The Financial Industry Regulatory Authority has suspended a rep for nine months and ordered him to pay a $10,000 fine and $69,830 in restitution for excessive trading in four clients' accounts, violating Regulation Best Interest.

According to FINRA's order, between May 2017 and February 2023, Joseph Kelly of Spartan Capital Securities excessively traded in the accounts of four retail customers.

Three of the clients to whom Kelly made relevant recommendations between May 2017 and November 2019 relied on Kelly’s advice and routinely followed his recommendations, the order states. As a result, Kelly exercised de facto control over those customers’ accounts.

Kelly’s recommendations to the four customers resulted in turnover rates and cost-to-equity ratios that exceeded the traditional guideposts of 6 and 20%, respectively, as well as significant losses, FINRA said.

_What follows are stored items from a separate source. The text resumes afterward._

PR #9132, opened 2026-03-25
Clear non-null assertions in frontend packages

ben-polinsky:
Continuing with https://github.com/iTwin/itwinjs-core/issues/8376- cleaning up code caught by non-null assertions lint rule.

Frontend and somewhat associated packages.

### DIFF
--- a/common/changes/@itwin/core-electron/benpolinsky-non-null-frontend-and-friends_2026-03-27-13-48.json
+++ b/common/changes/@itwin/core-electron/benpolinsky-non-null-frontend-and-friends_2026-03-27-13-48.json
@@ -1,0 +1,10 @@
+{
+  "changes": [
+    {
+      "packageName": "@itwin/core-electron",
+      "comment": "",
+      "type": "none"
+    }
+  ],
+  "packageName": "@itwin/core-electron"
+}
--- a/common/changes/@itwin/core-frontend/benpolinsky-non-null-frontend-and-friends_2026-03-27-13-48.json
+++ b/common/changes/@itwin/core-frontend/benpolinsky-non-null-frontend-and-friends_2026-03-27-13-48.json
@@ -1,0 +1,10 @@
+{
+  "changes": [
+    {
+      "packageName": "@itwin/core-frontend",
+      "comment": "",
+      "type": "none"
+    }
+  ],
+  "packageName": "@itwin/core-frontend"
+}
--- a/common/changes/@itwin/core-mobile/benpolinsky-non-null-frontend-and-friends_2026-03-27-13-48.json
+++ b/common/changes/@itwin/core-mobile/benpolinsky-non-null-frontend-and-friends_2026-03-27-13-48.json
@@ -1,0 +1,10 @@
+{
+  "changes": [
+    {
+      "packageName": "@itwin/core-mobile",
+      "comment": "",
+      "type": "none"
+    }
+  ],
+  "packageName": "@itwin/core-mobile"
+}
--- a/common/changes/@itwin/frontend-devtools/benpolinsky-non-null-frontend-and-friends_2026-03-27-13-48.json
+++ b/common/changes/@itwin/frontend-devtools/benpolinsky-non-null-frontend-and-friends_2026-03-27-13-48.json
@@ -1,0 +1,10 @@
+{
+  "changes": [
+    {
+      "packageName": "@itwin/frontend-devtools",
+      "comment": "",
+      "type": "none"
+    }
+  ],
+  "packageName": "@itwin/frontend-devtools"
+}
--- a/common/changes/@itwin/webgl-compatibility/benpolinsky-non-null-frontend-and-friends_2026-03-27-13-48.json
+++ b/common/changes/@itwin/webgl-compatibility/benpolinsky-non-null-frontend-and-friends_2026-03-27-13-48.json
@@ -1,0 +1,10 @@
+{
+  "changes": [
+    {
+      "packageName": "@itwin/webgl-compatibility",
+      "comment": "",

"Specifically, Kelly’s recommendations to the customers resulted in turnover rates of 10 to 35 and cost-to-equity ratios of 42% to 171%," the order states, "while generating $365,344 in total commissions and causing $262,683 in total realized losses."

For instance, according to FINRA:

In April 2017, a 59-year-old convenience store owner opened an account at Spartan. The client's investment objective was speculation.

Between May 2017 and April 2018, Kelly recommended 55 transactions in the client's account resulting in an annualized turnover rate of 35 and an annualized cost-to-equity ratio of 171%.

Kelly’s recommendations generated $39,676 in commissions and caused $67,546 in realized losses.

In March 2018, a 56-year-old computer engineer opened a joint account with his wife at Spartan with a different Spartan representative, with an investment objective of speculation.

Kelly subsequently took over the client's account and, between May 2022 and February 2023, recommended 25 transactions in the client's account resulting in a turnover rate of 12 and a cost-to-equity ratio of 68%. Kelly’s recommendations generated $30,154 in commissions and caused $56,452 in realized losses.

"The level of trading that Kelly recommended in the four customers’ accounts was excessive," the order states.

Kelly accepted and consented to FINRA's findings without admitting or denying them.